Surprisingly, we did not find significant group differences in fiber type-specific (IIa and IIax/IIx) myofiber size. Our findings are not consistent with previous work (11, 34) that has shown significant myofiber atrophy in the SCI vs. AB muscle. For further insight into the distribution and variability of muscle fiber size, we analyzed the frequency distribution of fiber size in both groups. Intervals of 500 μm2 were defined, and the percentage of muscle fibers in each interval was determined for the IIa and IIax/IIx myofibers separately. We were surprised to find populations of extremely large myofibers (>8,000 μm2) in the SCI group. This apparent compensatory hypertrophy in subpopulations of type IIa and IIax/IIx myofibers cannot be explained but likely negated the ability to detect marked atrophy since there was generally a leftward shift in the myofiber size histograms (in SCI vs. AB) for myofibers (<8,000 μm2). The population of enlarged myofibers in SCI warrants further investigation. In conclusion, we found that individuals with long-standing SCI have heightened muscle inflammatory signaling and fibrosis, along with substantial myofiber size heterogeneity, compared with AB individuals.
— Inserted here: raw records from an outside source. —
PR #636, opened 2026-08-11
feat(launchpad): Customizable launchpad

### LINKED ISSUE #480: Launchpad should support dev "chips"
This is something @johnflavin has mentioned, and it seems pretty useful to add. Developers should be able to add dev application chips to the launchpad without building a custom launchpad image in some way. Maybe they're stored in a configmap?

johnflavin:
### Product

- End user: no change. Launchpad still looks exactly like it did before
- Site admin / customizer: Added the ability to deploy new components into launchpad, or change existing components, by defining and editing ConfigMaps. A user-facing docs page docs/source/customize/launchpad-chips.md explains the process.

### Technical

See detailed description in ADR 0034.

Launchpad is rebuilt to render its UI based on configs that can be provided and changed at runtime. The process goes as such:
1. A new launchpad sidecar container watches for ConfigMaps bearing the label `launchpad.scout.xnat.org/catalog: "true"`
2. When the sidecar sees a change (new, updated, or deleted) in a labeled ConfigMap, it dumps the contents into an `emptyDir` mount shared with the main launchpad container.
3. Separately, the core launchpad elements are mounted directly into the main container. That way if there is some weirdness or outage with the sidecar or its mount, we still get the core stuff.
4. On page load, the main launchpad container either loads the contents of those files or serves a cached snapshot; this snapshot is a validated normalized in-memory representation of everything in the files: not what is on disk but also not 100% what gets rendered on the page. If the last snapshot was built <10s ago, we serve it. If the snapshot is older, we stat the files in the dir and generate a signature; if they haven't changed, we serve the cached snapshot and reset its clock. We only read files if things have changed since last check. When any files are changed, all files are read and a new snapshot is built and cached. Lastly there are some fallbacks where if the rebuild fails or if there are suddenly no configs in the dirs, we serve the last snapshot.
5. On page load, after the snapshot is rebuilt or grabbed from the cache, the snapshot is fully rendered out to the page elements.

This also moves the launchpad chips of several scout services—chat, minio, playbooks, maybe a couple others—into configmaps that get deployed by those playbooks, not built into launchpad.

Closes #480 

## Type of change
- [X] New feature
- [ ] Improvement
- [ ] Bug fix
- [ ] Documentation update
- [ ] Test update

##### Authorization

- Admin chips (`audience: admin`) are filtered server-side, so a non-admin's HTML never contains admin chips.
- The `audience` field fails closed. If the value isn't one of `user` or `admin` the chip isn't shown to anyone. That way a chip intended for admins with the incorrect value `audience: Admin` wouldn't fail into being shown to everyone. Still, that wouldn't be so bad because...
- Chip visibility is not authorization. This doesn't change anything about the how individual services authenticate. All the admin-only services still reject non-admin users themselves. So even if an admin-only chip shows up (which it shouldn't) that doesn't suddenly expose an admin-only service, just a chip that is non-functional for most users.
- Launchpad chart's ServiceAccount gets a ClusterRole granting cluster-wide ConfigMap `get`/`list`/`watch` for the sidecar.

##### Appsec

Catalog content originates in other namespaces and is treated as untrusted: 
- destinations admit only `http(s)` URLs, rooted paths, and DNS-label subdomains (so `javascript:`/`data:`
links reject the chip), 
- `iconData` is limited to an allowlisted image data-URI prefix and size cap and renders only via ``, and 
- all strings render as text nodes — nothing is interpolated as HTML. 
 
Accepted residual risk, documented in ADR 0034: any workload that can create a labelled ConfigMap in any namespace can place a chip on the landing page.

### Performance

The landing page is one small server render per request. The catalog is parsed once and
held as an in-process snapshot behind a 10s TTL keyed by a cheap directory signature, with
single-flight rebuilds, so steady-state requests do no filesystem work. The sidecar is
pinned at 10m CPU / 32Mi requests with a 10Mi emptyDir. Scale is tens of chips, not
thousands.

### Data

The data concerns here are about interpreting user-supplied ConfigMaps for rendering launchpad chips. We don't want typos and misconfigurations to bring down the whole page. So we take a layered approach to failure:
- A bad field costs the field. If a single non-critical field is missing or wrong, we can fall back to a default or leave it off and keep rendering the chip.
- A bad chip costs the chip. A required field being missing or wrong means the chip won't render and just gets skipped.
- A bad document from a ConfigMap costs only its own chips.
- A React error boundary per group costs at most a section. 

Unreadable catalog directories, non-YAML keys, and files that vanish mid-write surface as diagnostics; if every directory becomes unreadable the previous snapshot is served rather than blanking the page.

Any error in reading or rendering is logged and also displayed on the launchpad page (to admins only) as a visible error message. That way if someone is iterating on their config, they can see errors right away rather than needing to dig through logs.

### Backward compatibility

Breaking for the launchpad's own configuration surface: `ENABLE_CHAT`, `ENABLE_PLAYBOOKS`,
and `ENABLE_MINIO` are retired from the deployment, chart, and role, replaced by
`LAUNCHPAD_CATALOG_DIRS` plus catalog ConfigMaps published by each owning component. The
inventory `enable_*` flags are unchanged and still gate the components themselves. Known
accepted regression (documented in `scout_common/tasks/launchpad_catalog.yaml`): the
Ansible publisher only creates, so flipping a feature flag back to false leaves the chip
behind until the GitOps migration (ADR 0031) moves publication into charts. New
dependencies: `zod` and `yaml` in the launchpad image, and the `kiwigrid/k8s-sidecar`
image pinned in `versions.yaml` with a Renovate annotation.

## Testing

Launchpad gets a new ~~vitest~~ unit-test suite for the catalog module — schema validation and degradation, multi-document parsing, loader snapshot/signature/fallback behavior, and a drift guard asserting the docs' icon and tone galleries match the launchpad's own registries. Wired into CI as `Unit tests: launchpad`. 

**UPDATE:** vitest was pulling in transitive dependencies that were old/deprecated and tripped the OpenSSF Scorecard check. Rewrote the tests to use the more basic built-in node testing.

This was all deployed to dev03 and verified to work as expected. 
- With only a launchpad redeploy, only the core services appeared on the page
- Had to run other playbooks that now publish service configmaps to get their chips to appear
- Manually created and deleted configmaps containing groups and chips, enabled and disabled, and verified everything renders as advertised.

## Note for reviewers
The user-facing doc docs/source/customize/launchpad-chips.md is probably the most important entrypoint into this functionality, so I would appreciate a careful review there.

## Checklist


.github/workflows/ci.yaml
andylassiter, line 1: Nit: drop both comments.

ansible/roles/scout_common/tasks/launchpad_catalog.yaml
```diff
@@ -0,0 +1,45 @@
+---
```
andylassiter, line 1: Is there a more GitOpys way to do this instead of adding more Ansible deployment steps?

docs/internal/adr/0034-runtime-configurable-launchpad-catalog.md
```diff
@@ -0,0 +1,279 @@
...
+- Putting a service on the landing page = one labelled ConfigMap in the service's own
+  chart or role; no launchpad rebuild, no launchpad edit. Removal is deletion.
+- The launchpad stops knowing what is on the page: presence bugs become config bugs
+  with per-chip diagnostics instead of image rebuilds.
+- The three `ENABLE_*` env vars and their plumbing disappear; the launchpad role stops
+  passing content flags. The page reflects what is installed.
+- New moving parts: one sidecar container (pinned + Renovate-watched, ADR 0015), zod
+  and yaml as launchpad dependencies, and the repo's first explicitly-authored
+  ClusterRole (ConfigMap get/list/watch, cluster-wide, attached to the launchpad pod's
+  ServiceAccount — shared by both containers, since ServiceAccounts are pod-scoped).
```
andylassiter: Can we limit the SA to the sidecar only? Claude flagged this and suggested:

> Consequences, and worth considering `automountServiceAccountToken: false` on the pod with an explicitly projected token volume mounted only into `catalog-sidecar`

docs/source/customize/launchpad-chips.md
```diff
@@ -0,0 +1,231 @@
+# Put Your Service on the Scout Launchpad
```
andylassiter: Suggestion: "Launchpad Chips" or "Adding a Launchpad Chip"

docs/source/customize/index.md
```diff
@@ -0,0 +1,10 @@
+# Customize Scout
```
andylassiter: Suggestion: "Extending Scout". Customize reads more like theming.

docs/source/customize/index.md
```diff
@@ -0,0 +1,10 @@
...
+
+Build and deploy custom Scout components.
+
+- **[Launchpad Chips](launchpad-chips.md)** — Add your own UI components ("chips") to the Scout Launchpad.
+
+```{toctree}
+:maxdepth: 1
+launchpad-chips
+```
```
andylassiter, line 10: There is a manual bullet list followed by an automated document tree. This feels repetative and looks odd.

Image

docs/source/index.md
```diff
@@ -16,6 +16,7 @@ Analytics, Chat, and Notebooks.
 
 * **[Using Scout](user/index.md)** — explore and analyze data: logging in, Analytics, Chat, Notebooks, and understanding what data you can see.
 * **[Operating Scout](operate/index.md)** — deploy and run Scout: the Ansible inventory, air-gapped installation, report ingestion, and per-user data-authorization configuration.
+* **[Customize Scout](customize/index.md)** — customize Scout: deploy your own playbooks and services into the Scout platform
```
andylassiter: This repeats itself "Customize Scout — customize Scout:"

docs/source/customize/launchpad-chips.md
```diff
@@ -0,0 +1,231 @@
...
+it discovers at runtime. To put a service on the page, publish a ConfigMap — in your
+service's own namespace — labelled `launchpad.scout.xnat.org/catalog: "true"`. The
+launchpad imports it within seconds. No launchpad configuration, rebuild, or restart is
+involved, and deleting the ConfigMap removes the chip.
+
+This works the same for Scout's own components, for site-installed services, and for
+anything else running in the cluster: presence on the landing page follows
+installation.
+
+## The 30-second version
```
andylassiter: Suggestion: "A minimal chip". Easier to read in a TOC and makes no promises of the reader's time.

docs/source/customize/launchpad-chips.md
```diff
@@ -0,0 +1,231 @@
...
+
+`kubectl apply` that and a "My Service" card appears on the launchpad, in the **More**
+section — `more` is the default group, defined by the launchpad's own catalog. See
+[groups](#defining-a-group-section) to put the chip in a section of your own.
+
+Ship it however you deploy: a template in your Helm chart (so uninstalling the chart
+removes the chip), a Flux-reconciled manifest, or — for Scout-internal roles — the
+`scout_common` `launchpad_catalog` task.
+
+## The document
```
andylassiter: This is vague. Suggestion: "Catalog documents"

docs/source/customize/launchpad-chips.md
```diff
@@ -0,0 +1,231 @@
...
+
+You state a subdomain, never a hostname — the launchpad resolves it against the host
+the browser is already on. Path suffixes matter for services with their own login
+bootstrap (Temporal's `/auth/sso` is the canonical example: the bare subdomain lands on
+an unauthenticated UI). Only `http(s)` URLs, rooted paths, and DNS-label subdomains
+validate; anything else (e.g. `javascript:`) rejects the whole chip. A rooted path
+means exactly one leading slash — protocol-relative `//host` values, which the browser
+would resolve off-site, are rejected too.
+
+## Defining a group (section)
```
andylassiter: Suggestion: "Groups". Aligns better with the other section titles.

ansible/roles/scout_common/tasks/launchpad_catalog.yaml
johnflavin: Yes, there is, we would put the configmap into the chart of whatever service is making the chip. And IMO it's strictly better than this, since right now uninstalling a service would leave this configmap behind but if it's all helm managed removing the service = removing the configmap = removing the chip. But we aren't there yet. This is just another thing that we accept as a limitation for now which will need to be migrated as part of that process.

docs/source/customize/index.md
johnflavin: I would like the pluggability to include things like theming or similar cosmetic adjustments in the future, so I don't want to drop "Customize". But I'll add the word "Extend".

docs/source/customize/index.md
johnflavin: Yep, sorry, forgot to add `:hidden:` to the toctree.

docs/internal/adr/0034-runtime-configurable-launchpad-catalog.md
johnflavin: I did do this. It involved a bit of hackery and manually mounting the SA token into the sidecar, so I'm not sure it was worth it. But now that it's there I think it works fine and is unlikely to change, so I'll leave it.

johnflavin:
On the potential problem
> Cross-document duplicate chip ids are neither deduped nor reported. (`schema.ts`, `seenChipIds` is per-document; `assemble.ts:56-72` applies precedence to groups only.)

This is something I noticed during dev and I think I took care of it. The per-document IDs can collide with no issue because in `CatalogSections.tsx:134` the key is `${chip.source}:${chip.id}`, not `chip.id`. So we do keep track of where they came from when rendering.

Our collective data suggest that the TWEAK-TWEAK R-NF-κB signaling pathway may be an important mediator of the fibrotic adaptation in paralyzed muscle.
GRANTS
This work was supported by a Veterans Affairs Merit Award (M. M. Bamman), the UAB Center for Exercise Medicine, Department of Physical Medicine and Rehabilitation, 5T32-DK-62710, and the UAB Center for Clinical and Translational Science (UL1-TR-000165).
DISCLOSURES
None of the authors have any conflicts of interest to disclose, financial or otherwise.
AUTHOR CONTRIBUTIONS
C.Y.-F., C.S.B., and M.M.B. conception and design of research; C.Y.-F. and S.T.W. performed experiments; C.Y.-F., R.A.O., and M.M.B. analyzed data; C.Y.-F., C.S.B., N.A.K., M.J.S., A.B.M., R.A.O., and M.M.B. interpreted results of experiments; C.Y.-F. and M.M.B. prepared figures; C.Y.-F. drafted manuscript; C.Y.-F., C.S.B., and M.M.B. edited and revised manuscript; C.Y.-F., C.S.B., N.A.K., M.J.S., S.T.W., A.B.M., R.A.O., and M.M.B. approved final version of manuscript.
ACKNOWLEDGMENTS
We sincerely thank the participants for their tireless dedication and S. C. Tuggle for assistance with project coordination.